So, it is twice as probable that the car is behind door C than door A! You picked A, so you should definitely switch if you want to win.

But what about if you had interpreted my information about the scenario differently? Well, this post is already too long, so I leave it as an exercise for the reader to figure out what happens. I will, however, come back to my promise of how to reason in the face of the ambiguity I presented, without making any one of the wild assumptions, next time! I’ll put I link here when I do it.

But for now, adios! Or since I am trying to learn Japanese, じゃまたね!


3 thoughts on “The Monty Hall Problem

  1. Interesting way of phrasing the problem. 🙂
    As for the third option (i.e. he’s screwing with you), I reason that the odds are 1/2:0:0 (or 1:0:0 scaled). The Pr that he opens B when the car isn’t in A is zero, because he doesn’t open any door! If the car is behind A, then he will open a door, and it’s 50/50 as to whether it’s B or C. So if he’s screwing with you, then you should never change – you know you have the car.

    For option number two, I think that your wording “Monty opens B” in your Pr lines need clarification – if this is shorthand for “Monty opens B and it’s a goat” (given that you choose A and car is behind X), then doesn’t this need to be split up again to consider the action (Monty opens door) and the result (it’s a goat) as they both have different probabilities?

    Skipping to the end cos I’m too lazy to explain, I reasoned that:
    Car location given I choose A (1:1:1)
    x Monty randomly chooses door B,given the above (1/3:1/3:1/3)
    x Monty reveals a goat, given above ( 2/3:0:2/3)
    = which would come out to 1:0:1 or a coin toss as to whether you should switch – GIVEN that he revealed a goat. There’ll also be a third of his shows that he’ll ruin the drama by giving you the choice between 2 goats…

    I suppose you would have to combine all three options by assessing the probability of each scenario too to get a final choice?

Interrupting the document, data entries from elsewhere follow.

PR #44, opened 2021-09-02
feat: tag system data-layer (mongo)

mimoham24:
# Overview
tag system repos, docs, and models
## What I've done
1- create tag system datalayer interface
2- implement the interface
3- create MongoDB persistent layer for tag system 
## What I haven't done
implement data persistent for memory

### DIFF
--- a/pkg/tag/group_builder.go
+++ b/pkg/tag/group_builder.go
@@ -16,6 +16,14 @@ func NewGroup() *GroupBuilder {
 	return &GroupBuilder{g: &Group{}}
 }
 
+func GroupFromTag(t Tag) *Group {
+	li, ok := t.(*Group)
+	if !ok {
+		return nil
+	}
+	return li
+}
+
 func (b *GroupBuilder) Build() (*Group, error) {
 	if id.ID(b.g.id).IsNil() {
 		return nil, id.ErrInvalidID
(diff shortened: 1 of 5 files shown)


pkg/tag/group_builder.go
```diff
@@ -16,6 +16,14 @@ func NewGroup() *GroupBuilder {
 	return &GroupBuilder{g: &Group{}}
 }
 
+func GroupFromTag(t Tag) *Group {
```
rot1024, line 19:
```suggestion
func GroupFrom(t Tag) *Group {
```

Since it is clear from the package name and type signature that it accepts tags, we can make the function name shorter

- `tag.GroupFromTag`: "tag" is repeated twice
- `tag.GroupFrom`: good

pkg/tag/item_builder.go
```diff
@@ -10,6 +10,14 @@ func NewItem() *ItemBuilder {
 	return &ItemBuilder{i: &Item{}}
 }
 
+func ItemFromTag(t Tag) *Item {
```
rot1024, line 13:
```suggestion
func ItemFrom(t Tag) *Item {
```

rot1024 (approved):
Good, but It would be nice to have unit tests for TagDocument on mongodoc package!

HideBa (approved):
LGTM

    • Right on all counts I believe! And yes, in scenario 2 the notation you mention is ambiguous; however, as you say, if Monty opens a door and reveals the car then bam, it is game over, so we can ignore that boring case I think :p. And yep, to decide what to do when we don’t know what scenario is the case we’ll have to do some averaging over all the scenarios, weighted by how probable we think they are.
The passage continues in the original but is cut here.